翩翩不解,可是随即就回过味儿来,什么这三年来,还能是什么三年来?
翩翩顿时倒吸凉气,然后一把就握住了赵清明的手,使劲儿摇头道:“不会的,安王是不会这样对你的,赵清明,这是三皇子的毒计,他报仇无望,就想方设法地让你痛苦,甚至还盼着你跟安王相互残杀,赵清明,咱们不能让三皇子得逞了!”
“对,你说的对,”顿了顿,赵清明点点头,喃喃道,“肯定是三皇子的毒计,肯定是。”
“是的,三皇子自是不肯见着你跟安王殿下的好,咱们一定不能着了他的道儿!”翩翩又叮嘱道,她其实心里也是不安得紧,这话是说给赵清明的,同样也是说给她自己的。

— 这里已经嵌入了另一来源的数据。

PR #105, opened 2022-03-29
Make rvcs C library using asn1c

timsifive:
The rough build process is:
1. asn1c generates .c and .h files from the schema.
2. We compile those files, along with rvcs.c into a .a archive.
3. During the automated build, the result is combined into a tar file that contains all of that together. You can look at that by clicking the Actions tab, then "build C library," then pick a recent build, and finally download it from Artifacts.

I don't want the generated .c files in the tar file but I haven't figured out yet how to make that happen.

The resulting decoder should be correct, but it is large (59015b text, 29600b data, 115b bss). Part of that is that it includes ASCII names for each types, support for various asn.1 formats we don't need, and in general generates functions for each type instead of doing something more efficient. Those are all limitations in asn1c.


lib/README.md
```diff
@@ -0,0 +1,8 @@
+# Configuration Structure C Library
```
irmafmz, line 1: If you could please add the workflow example of how to use the output C library with an specific Configuration Structure that would be great

lib/README.md
```diff
@@ -0,0 +1,8 @@
...
+
```
irmafmz, line 2: It would be great if you  could please add the svg diagram you showed us today, many thanks in advance

irmafmz (approved):
No further comments, thanks for addressing all of our questions

PR #107, opened 2022-10-23
IFM:Adding SEQUENCEs for the standard unprivileged and privileged ext…

irmafmz:
…ensions, as well as for the non-standard extensions.


allenjbaum (commented):
How do you deal with base ISA's that can change, e.g. an RV64I that can change XLEN to 32 and become an RV32I?  Someone may want to take advantage of that to run RV32I code on an RV64I hart.
Ditto for RV32E (that is a weird one, since it's basically RV32I with registers X16..X31, which means it is perfectly legal for them to behave exactly the same as RV32I)
I think this means that a;; of the baseISA choices can be supported at the same time, so it cna't br a choice.

schema/configuration-structure.asn
```diff
@@ -34,25 +34,114 @@ BEGIN
...
-      -- this way.
-      isa Isa OPTIONAL,
+      }, -- baseISA
+      baseIsaVersion Version,
+
+      stdUnprivExtensions SEQUENCE {
+         m M OPTIONAL, -- M: Integer Multiplication and Division
+         a A OPTIONAL, -- A: Atomic Memory Operations
+         f F OPTIONAL, -- F: Single-Precision Floating-Point.  Implies Zicsr
+         d D OPTIONAL, -- D: Double-Precision Floating-Point.  Implies F
```
timsifive: The way this SEQUENCE gets encoded, is that there will be one bit for every OPTIONAL type, and if that bit is one then the contents of the type will follow. That means that right now this type will take 52 bits to encoded just to say none of the. For types that added after `...` in the future, the cost is more than one bit per option. The minimum size of an encoded structure is directly proportional to the number of extensions there. That number will only continue to go up. Instead I prefer the SEQUENCE OF CHOICE construction used previously. It has more overhead per type that is present, but near 0 overhead for types that are not present.

https://lists.riscv.org/g/tech-config/files/2021%20Meetings/2021-10-11%20Configuration%20Structure%20Task%20Group%20Slides.pdf has a slide showing real numbers for this trade-off.

schema/configuration-structure.asn
```diff
@@ -34,25 +34,114 @@ BEGIN
...
+         zknh   Zknh   OPTIONAL,   -- Zknh: NIST Suite: SHA2 Hashing.
+         zkr    Zkr    OPTIONAL,   -- Zkr: Entropy Source Extension
+         zks    Zks    OPTIONAL,   -- Zks: ShangMi Algorithm Cryptography.  Implies Zbkb, Zbkc, Zbkx, Zksed, and Zksh
+         zksed  Zksed  OPTIONAL,   -- Zksed: ShangMi Suite: SM4 Block Cipher.
+         zksh   Zksh   OPTIONAL,   -- Zksh: ShangMi Suite: SM3 Hashing.
+         zkt    Zkt    OPTIONAL,   -- Zkt: Data Independent Execution Latency
+         ...
+      } OPTIONAL, -- stdUnprivExtensions
+
+      stdSupLevelExtensions SEQUENCE {
```
timsifive: I understand the logical reason for putting this in its own section, but I think it makes more sense to roll this into the structure above, and just use a clear block of comments to make the separation. Extensions are already all in the same namespace so there is no chance that you'll have conflicts that require them to be separate. Doing this will also keep the structure smaller if you switch to SEQUENCE OF CHOICE as opposed to have multiples of them.

If there will only ever be a handful of these top-level categorizations then it's fine the way you have it, but I assume things will only ever grow.

schema/configuration-structure.asn
```diff
@@ -34,25 +34,114 @@ BEGIN
...
+         sscofpmf Sscofpmf OPTIONAL, -- Sscofpmf: Count Overflow and Mode-Based Filtering
+         sstc   Sstc   OPTIONAL,   -- Sstc: Supervisor-mode Timer Interrupts
+         sv32   Sv32   OPTIONAL,   -- Sv32: Page-based Virtual Memory, 32-bit
+         sv39   Sv39   OPTIONAL,   -- Sv39: Page-based Virtual Memory, 39-bit
+         sv48   Sv48   OPTIONAL,   -- Sv48: Page-based Virtual Memory, 48-bit
+         sv57   Sv57   OPTIONAL,   -- Sv57: Page-based Virtual Memory, 57-bit
+         svinval Svinval OPTIONAL, -- Svinval: Fine-Grained Address-Translation Cache Invalidation
+         svnapot Svnapot OPTIONAL, -- Svnapot: NAPOT Translation Contiguity
+         svpbmt Svpbmt OPTIONAL,   -- Svpbmt: Page-Based Memory Types
+      } OPTIONAL, -- stdSupLevelExtensions
```
timsifive:
```suggestion
         svpbmt Svpbmt OPTIONAL,   -- Svpbmt: Page-Based Memory Types
         ...
      } OPTIONAL, -- stdSupLevelExtensions
```

schema/configuration-structure.asn
```diff
@@ -34,25 +34,114 @@ BEGIN
...
+
+      stdHypLevelExtensions SEQUENCE {
+         h H OPTIONAL, -- H: Hypervisor
+      } OPTIONAL, -- stdHypLevelExtensions
```
timsifive:
```suggestion
         h H OPTIONAL, -- H: Hypervisor
         ...
      } OPTIONAL, -- stdHypLevelExtensions
```

schema/configuration-structure.asn
```diff
@@ -34,25 +34,114 @@ BEGIN
...
+
+      stdMachLevelExtensions SEQUENCE {
+      } OPTIONAL, -- stdMachLevelExtensions
```
timsifive:
```suggestion
      stdMachLevelExtensions SEQUENCE {
         ...
      } OPTIONAL, -- stdMachLevelExtensions
```

schema/configuration-structure.asn
```diff
@@ -34,25 +34,114 @@ BEGIN
...
+
+      nonStdExtensionsExist Boolean,
```
timsifive: You don't need this because nonStdExtensions is already OPTIONAL.

schema/configuration-structure.asn
```diff
@@ -34,25 +34,114 @@ BEGIN
...
+      nonStdExtensions SEQUENCE OF {
+         nonStdExtension PrintableString, -- Prefixed with a single “X”, ordered alphabetically and separated from other multi-letter extension names by an underscore on the RISC-V ISA name strings 
+         nonStdExtensionVersion Version OPTIONAL
+      } OPTIONAL, -- nonStdExtensions
```
timsifive: This doesn't include a feature for adding extra information for the non-standard extension. The Custom type tries to do the same thing you did here, for vendor extensions. It includes some black box data for the custom feature to use, if they want.

Almost certainly it's better to define a type (including its name) for non-standard extensions, and then here to make a SEQUENCE OF that type. Putting all the non-standard extensions together into a single string seems unnecessarily complex to deal with for software when structured data is readily available.

timsifive (commented):
I have some ASN.1 feedback, but nothing on the list of extensions itself.

schema/configuration-structure.asn
irmafmz: Hi @timsifive , thank you for the link with the meeting notes of 2021-10-11, I have changed the extension sequences to SEQUENCE OF CHOICE

schema/configuration-structure.asn
irmafmz: Sounds good  @timsifive ;  I have deleted nonStdExtensionsExist from configuration-structure.asn

schema/configuration-structure.asn
irmafmz: Hi  @timsifive , please see the  image below for our  conversation tomorrow, many thanks
image

irmafmz:
Hi @timsifive , here's the link to Mark's document "Profiles & Bases & Extensions".  The changes that I showed today reflect the worksheet  "Profiles", columns "extension only exists if the extension in this column exists" and "implies not".  Many thanks in advance for your Review Comments.
Mark's document "Profiles & Bases & Extensions":
[https://docs.google.com/spreadsheets/d/1A40dfm0nnn2-tgKIhdi3UYQ1GBr8iRiV2edFowvgp7E](https://docs.google.com/spreadsheets/d/1A40dfm0nnn2-tgKIhdi3UYQ1GBr8iRiV2edFowvgp7E)

schema/configuration-structure.asn
```diff
@@ -34,25 +34,161 @@ BEGIN
       }
    }
 
+   Version ::= SEQUENCE {
+      major	INTEGER ( 0 | 1 | ... ),
```
timsifive: Is there any reason to define major like this, instead of just an INTEGER? It allows for a more compact encoding when it's 0 or 1, I suppose.

schema/configuration-structure.asn
```diff
@@ -34,25 +34,161 @@ BEGIN
...
+      minor	INTEGER
```
timsifive: IIRC, INTEGER is 4 bytes by default. Can we make these `INTEGER RANGE (0..255)`? Surely nobody will ever need more than 255 versions. ;-)

schema/configuration-structure.asn
```diff
@@ -34,25 +34,161 @@ BEGIN
...
 
-      -- Extensions that will not be common on small platforms should go here.
-      -- When these extensions are not used they take no space at all.
-      extensions SEQUENCE OF CHOICE {
-         debug Debug,
-         custom SEQUENCE OF Custom,
-         zjpm Zjpm,
-         zk Zk,
+      -- Base Integer ISA indicating the supported address space size in bits
+      baseIsa CHOICE {
```
timsifive: I think you said you were going to make this a SEQUENCE OF CHOICE.

schema/configuration-structure.asn
```diff
@@ -34,25 +34,161 @@ BEGIN
...
+         ...
+      }, -- baseISA
+      baseIsaVersion Version,
+
+      stdUnprivExtensions SEQUENCE OF CHOICE {
+         multiplication CHOICE {
+            m     M     OPTIONAL, -- M: Integer Multiplication and Division
+            zmmul Zmmul OPTIONAL, -- Zmmul: Multiplication Subset of the M extension
+            ...
+         } OPTIONAL, -- multiplication
```
timsifive: I have mixed feelings about this.

On the one hand, it's good to use the structure so that it is impossible to specify invalid configurations.

On the other hand, it can be annoying for someone writing a description that most extensions are just listed in stdUnprivExtensions and others are in their own space like multiplication. The only reason they're in their own space is to enforce certain kinds of constraints, which is nice-to-have but not a requirement for our structure.

I'm also unsure what we can do in the future if the constraints among extensions change. Imagine a future Zmfuture extension, which can coexist with Zmmul but not with M. I think your only option is to put it outside of this multiplication CHOICE so that both Zmfuture and Zmmul can be selected. But then the organisation is even more convoluted, because some multiplication extensions are in the multiplication CHOICE, while others are not.

My preference is to not try to enforce dependency/conflict requirements using the structure here, keeping all the extensions in a single flat SEQUENCE OF CHOICE. A separate tool can be created to check that a given description does not violate any requirements. Such a tool can contain arbitrarily complex rules.

schema/configuration-structure.asn
```diff
@@ -34,25 +34,161 @@ BEGIN
...
+            d D,          -- D: Floating-Point, Double-Precision.  Implies F
+            zdinx  Zdinx, -- Zdinx: Floating-Point, Double-Precision in Integer Registers X.  Implies Zfinx
+            ...
+         } OPTIONAL, -- fpDoublePrecision
+         fpSinglePrecision CHOICE {
+            f F OPTIONAL, -- F: Floating-Point, Single-Precision.  Implies Zicsr
+            zfinx  Zfinx, -- Zfinx: Floating-Point, Single-Precision in Integer Registers X.
+            ...
+         } OPTIONAL, -- fpSinglePrecision
+         q Q OPTIONAL, -- Q: Quad-Precision Floating-Point.  Implies D
```
timsifive: I don't think you ever need a value inside a CHOICE to be OPTIONAL. If the thing isn't implement, simply don't choose it at all.

schema/configuration-structure.asn
```diff
@@ -34,25 +34,161 @@ BEGIN
...
+               svinval   Svinval   OPTIONAL, -- Svinval: Fine-Grained Address-Translation Cache Invalidation
+               ...
+            } OPTIONAL, -- ss1p12Dependent
+            ...
+         } OPTIONAL, -- ss1p12Dependent
+
+         ...
+      } OPTIONAL, -- stdPrivExtensions
+
+      nonStdExtensions SEQUENCE OF CHOICE {
```
timsifive:
```suggestion
      nonStdExtensions SEQUENCE OF SEQUENCE {
```

schema/configuration-structure.asn
```diff
@@ -34,25 +34,161 @@ BEGIN
...
+         nonStdExtension PrintableString, -- Prefixed with a single “X”, ordered alphabetically and separated from other multi-letter extension names by an underscore on the RISC-V ISA name strings
```
timsifive: I thought this field is for a single extension. But the comment talks about separating extensions with an underscore.
Which is it?

irmafmz:
> How do you deal with base ISA's that can change, e.g. an RV64I that can change XLEN to 32 and become an RV32I? Someone may want to take advantage of that to run RV32I code on an RV64I hart. Ditto for RV32E (that is a weird one, since it's basically RV32I with registers X16..X31, which means it is perfectly legal for them to behave exactly the same as RV32I) I think this means that a;; of the baseISA choices can be supported at the same time, so it cna't br a choice.

Hi @allenjbaum , thank you for your comment.  The base ISA has been  changed to be a SEQUENCE OF CHOICE to accommodate for the case you mention above, thank you

schema/configuration-structure.asn
irmafmz: As discussed at the meeting of Nov/7, the  stdSupLevelExtensions, stdHypervisorLevelExtensions and stdMachineLevelExtensions have been rolled into a single stdPrivExtensions SEQUENCE OF CHOICE.  Thanks

schema/configuration-structure.asn
irmafmz: Thanks for the feedback @timsifive .  I have deleted nonStdExtensions, and added name and version fields to the Custom SEQUENCE.

schema/configuration-structure.asn
irmafmz: See the following comment below, thanks

schema/configuration-structure.asn
irmafmz: Done

schema/configuration-structure.asn
irmafmz: Hi @timsifive , yes, I did.  And, yes, it's done, thanks for the reminder

schema/configuration-structure.asn
irmafmz: Right, the reason it was there it was because before our meeting of Nov/7, stdUnprivExtensions was a SEQUENCE, not a SEQUENCE OF CHOICE.  I have deleted all OPTIONAL clauses from all CHOICE structures.  Thanks

schema/configuration-structure.asn
irmafmz: nonStdExtensions was deleted, and name and version fields where added to the Custom SEQUENCE.  For details please see the following comment, thank you
https://github.com/riscv/configuration-structure/pull/107#discussion_r1020952318

schema/configuration-structure.asn
irmafmz: Yes, thank you for the Review Comment @timsifive .  nonStdExtension is for a single extension, yet the comment is talking about more than one extension.  I have modified the comment to not talk about multiple extensions.  Good catch

schema/configuration-structure.asn
irmafmz: Hi @timsifive , the extensions are now a plain list in a SEQUENCE OF CHOICE syntax, thanks for your input

timsifive: This multiplication construct (as well as fpDoublePrecision, etc.) hasn't been changed in the PR.

timsifive:
At the last meeting I think you mentioned you defined all the various extension types, but I don't see them in this PR yet. That will be necessary for all the checks to pass.

irmafmz:
> At the last meeting I think you mentioned you defined all the various extension types, but I don't see them in this PR yet. That will be necessary for all the checks to pass.

Hi @timsifive , please check again, I have just pushed up the next set of changes.  Many thanks in advance for your Review Comments, Irma

schema/zk-extensions.asn
```diff
@@ -1,35 +0,0 @@
-Zk-Extensions
```
timsifive, line 1: I've created a zk-extensions branch that we can use to easily find this file again, if we want it in the future for some reason.

schema/configuration-structure.asn
```diff
@@ -32,27 +34,110 @@ BEGIN
          customOctetString SEQUENCE OF CustomOctetString,
          ...
       }
+      ...
```
timsifive:
```suggestion
      },
      ...
```

It's probably worth your time to get `make test` to work on your system so you don't end up pushing files with syntax errors.

schema/configuration-structure.asn
```diff
@@ -32,27 +34,110 @@ BEGIN
...
-         zjpm Zjpm,
-         zk Zk,
+      -- Base Integer ISA indicating the supported address space size in bits
+      baseIsa SEQUENCE OF CHOICE {
+         rv32I Rv32I,
+         rv64I Rv64I,
+         ...
+      }, -- baseISA
+
+      stdUnprivExtensions SEQUENCE OF CHOICE {
```
timsifive, line 133: This looks right, and much cleaner than before. Thanks.

schema/std-priv-extensions.asn
```diff
@@ -0,0 +1,299 @@
...
+        version Version OPTIONAL,
+        ...
+    }
+
+END -- H-Extension
+
+Shcounterenw-Extension -- Shcounterenw
+DEFINITIONS
+    AUTOMATIC TAGS ::=
+BEGIN
```
timsifive, line 18: Is it even allowed to have multiple DEFINITIONS in a single file like that? How does the IMPORTS statement know which file to look for in this case?

I'm a little on the fence as to whether it makes sense to put all stdpriv extensions into a single file. Having one file per extension feels a little excessive, since most of them will be place holders. But all in one will lead to an ever-growing file. Ideally we can split these up into functional areas, or something. I'm not sure where to draw the line. This is likely a case where no solution is perfect.

schema/std-unpriv-extensions.asn
```diff
@@ -0,0 +1,715 @@
...
+
+Zkt-Extension -- Zkt: Data Independent Execution Latency
+DEFINITIONS
+    AUTOMATIC TAGS ::=
+BEGIN
+    EXPORTS Zkt;
+
+    Zkt ::= SEQUENCE {
+        version Version OPTIONAL,
+        ...
```
timsifive, line 766: Just want to confirm that every single one of these extensions looks exactly like this one, and I didn't miss an odd one out somewhere.

That is a good starting point for future work where individual extensions might need to add additional optional configuration data.

timsifive (changes requested):
This looks like good progress.

There's a conflict between this branch and `master`. Can you resolve that, either by rebasing this one onto `master` or by merging `master` into this one?

schema/std-unpriv-extensions.asn
irmafmz: yes

schema/std-priv-extensions.asn
timsifive: The IMPORTS statement doesn't look in files. It looks for modules. The tools find all the .asn files and parse them all. Then the IMPORTS statement refers to the modules defined in those files.

timsifive:
This should fix the remaining test problems:
```
diff --git a/examples/example.yaml b/examples/example.yaml
index 9a7eaf4..ffa67bb 100644
--- a/examples/example.yaml
+++ b/examples/example.yaml
@@ -146,16 +146,16 @@ configuration:
   - hartId: { single: [ 0, 2, 4 ] }
     baseIsa:
       - rv32I:
-          - version: { major: 1, minor:  0 }
-        rv64I:
-          - version: { major: 1, minor:  0 }
+          version: { major: 1, minor:  0 }
+      - rv64I:
+          version: { major: 1, minor:  0 }
   - hartId: { single: [ 1, 3 ] }
     baseIsa:
       - rv64I:
-          - version: { major: 1, minor:  5 }
+          version: { major: 1, minor:  5 }
   - baseIsa:
     - rv64I: {}
-    zk: {}
+    #zk: {}
         # zbkbSupported: true
         # zbkcSupported: false
         # zbkxSupported: true
```

irmafmz:
Done
```
irma.t.flores-mendozaibm.com@Irmas-MBP configuration-structure % git diff
diff --git a/examples/example.yaml b/examples/example.yaml
index 9a7eaf4..ffa67bb 100644
--- a/examples/example.yaml
+++ b/examples/example.yaml
@@ -146,16 +146,16 @@ configuration:
   - hartId: { single: [ 0, 2, 4 ] }
     baseIsa:
       - rv32I:
-          - version: { major: 1, minor:  0 }
-        rv64I:
-          - version: { major: 1, minor:  0 }
+          version: { major: 1, minor:  0 }
+      - rv64I:
+          version: { major: 1, minor:  0 }
   - hartId: { single: [ 1, 3 ] }
     baseIsa:
       - rv64I:
-          - version: { major: 1, minor:  5 }
+          version: { major: 1, minor:  5 }
   - baseIsa:
     - rv64I: {}
-    zk: {}
+    #zk: {}
         # zbkbSupported: true
         # zbkcSupported: false
         # zbkxSupported: true
irma.t.flores-mendozaibm.com@Irmas-MBP
```

schema/configuration-structure.asn
```diff
@@ -21,6 +103,9 @@ BEGIN
    }
 
    Custom ::= SEQUENCE {
+      customExtName PrintableString, -- Prefixed with a single “X”
+      customExtVersion Version OPTIONAL,
```
timsifive:
```suggestion
      name PrintableString, -- Prefixed with a single “X”
      version Version OPTIONAL,
```

It's already implied that it's for a custom extension because of the type that it is in.

timsifive: Also, it seems unnecessary to prefix the name with X. It's just wasting typing/space. We're already in the custom extension section.

timsifive (changes requested):

timsifive (approved):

她对安王了解不多,更是至今都没见过安王,不过平时却没少听赵清明提到安王,提到他们兄弟两人相互扶持的珍贵过往,所以,安王是不会如此狠心对赵清明下手的吧?
可是……安王不仅仅是赵清明的兄长,他还是皇子,一直都是皇位的有力竞争者,漫说是天家了,不是连小小的鹿府里头都斗得你死我活吗?真要是赵清明无意之中挡了安王的道儿的话,那他……
不许胡思乱想!
翩翩摇摇头,试图将脑中乱七八糟的想法给赶出去,随即就转了话头,问道:“万岁爷召见你到底是为了什么事儿?”
赵清明也不想再继续往那个可怕的方向想,当下唤了福伯把锦盒送进来,然后赵清明把锦盒交到了翩翩手里,轻声道:“打开看看。”
“什么了不得的东西?搞得这么神神秘秘的……”翩翩嘟囔着打开了锦盒,待看清楚里头究竟是什么的时候,翩翩猛然倒吸一口凉气,一脸的不可思议,“赵清明,万岁爷把……把嘉善赐给咱们了?!”
这下子连赵清明都跟着惊住了:“什么?你说哪儿?”
“你还不知道?”翩翩不可思议地看着赵清明,又仔细看了看手里的圣旨,确认没错,然后才激动地跟赵清明道,“真的是嘉善!赵清明,万岁爷怎么舍得把嘉善赐给咱们?!”
嘉善,那可真是好地方,自古的鱼米之乡不说,更是出产茶叶丝绸,虽然跟京师扬州还不能比,却也是数得上的富庶之地了。
而且,嘉善跟扬州离得近呐,日后想见外祖一家也不是难事儿了。
翩翩哪怕是做白日梦都不敢想万岁爷竟能把这样的好地方赐给她跟赵清明,一时间,真是又惊又喜。
“要不是上头写着你的名字,我都疑心是你拿错圣旨了呢,”翩翩对手里的圣旨简直爱不释手,一边又好奇问道,“对了,你刚才说在宫里碰到三皇子了,怎么的?万岁爷也召见了三皇子?也是为了封地的事儿?”
赵清明点点头:“刚才在宫里,父皇给我、三皇子还有四皇子一道赐了封地。”
“那三皇子跟四皇子的封地在哪儿?”翩翩简直好奇得要命,“你都被赐嘉善那么好的地方了,那他们的封地岂非要在苏杭?”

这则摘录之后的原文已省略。